**EXERCISE DETAILS:** Since the data must remain as supplied, reproduce it word for word.

**DATA TO PROCESS:**
-----
PR #2621, opened 2025-05-03
Configurable embeddings upcast

winglian:
# Description
PEFT will upcast the embeddings to float32, but this can OOM on low resource GPUs and isn't always strictly necessary. We can make it configurable to skip the upcast.

### DIFF
--- a/src/axolotl/monkeypatch/peft/utils.py
+++ b/src/axolotl/monkeypatch/peft/utils.py
@@ -1,0 +1,77 @@
+"""
+Patch prepare_model_for_kbit_training to not upcast everything
+"""
+
+import inspect
+import logging
+
+import peft
+
+from axolotl.monkeypatch.utils import detab_code
+
+LOG = logging.getLogger(__name__)
+
+ORIGINAL_PREPARE_CODE = """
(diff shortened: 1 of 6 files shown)


src/axolotl/monkeypatch/peft/utils.py
```diff
@@ -24,7 +24,7 @@
         for name, param in model.named_parameters():
             if (
                 (param.dtype == torch.float16) or (param.dtype == torch.bfloat16)
-            ) and param.__class__.__name__ != "Params4bit" and "norm" in name:
+            ) and param.__class__.__name__ != "Params4bit" and all(embed_name not in name for embed_name in ["embed_tokens", "lm_head"]):
```
salmanmohammadi, line 27: did this work OK with models which have tied embeddings?

salmanmohammadi (approved):

src/axolotl/monkeypatch/peft/utils.py
winglian: just did a quick notebook check with talk like a pirate, and qwen3-4b (tied) works as expected.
-----
**YOUR SOLUTION:**
PR #2621, opened 2025-05-03
Configurable embeddings upcast

winglian:
# Description
PEFT will upcast the embeddings to float32, but this can OOM on low resource GPUs and isn't always strictly necessary. We can make it configurable to skip the upcast.

### DIFF
--- a/src/axolotl/monkeypatch/peft/utils.py
+++ b/src/axolotl/monkeypatch/peft/utils.py
@@ -1,0 +1,77 @@
+"""
+Patch prepare_model_for_kbit_training to not upcast everything
+"""
+
+import inspect
+import logging
+
+import peft
+
+from axolotl.monkeypatch.utils import detab_code
+
+LOG = logging.getLogger(__name__)
+
+ORIGINAL_PREPARE_CODE = """
(diff shortened: 1 of 6 files shown)


src/axolotl/monkeypatch/peft/utils.py
```diff
@@ -24,7 +24,7 @@
         for name, param in model.named_parameters():
             if (
                 (param.dtype == torch.float16) or (param.dtype == torch.bfloat16)
-            ) and param.__class__.__name__ != "Params4bit" and "norm" in name:
+            ) and param.__class__.__name__ != "Params4bit" and all(embed_name not in name for embed_name in ["embed_tokens", "lm_head"]):
```
salmanmohammadi, line 27: did this work OK with models which have tied embeddings?

salmanmohammadi (approved):

src/axolotl/monkeypatch/peft/utils.py
winglian: just did a quick notebook check with talk like a pirate, and qwen3-4b (tied) works as expected.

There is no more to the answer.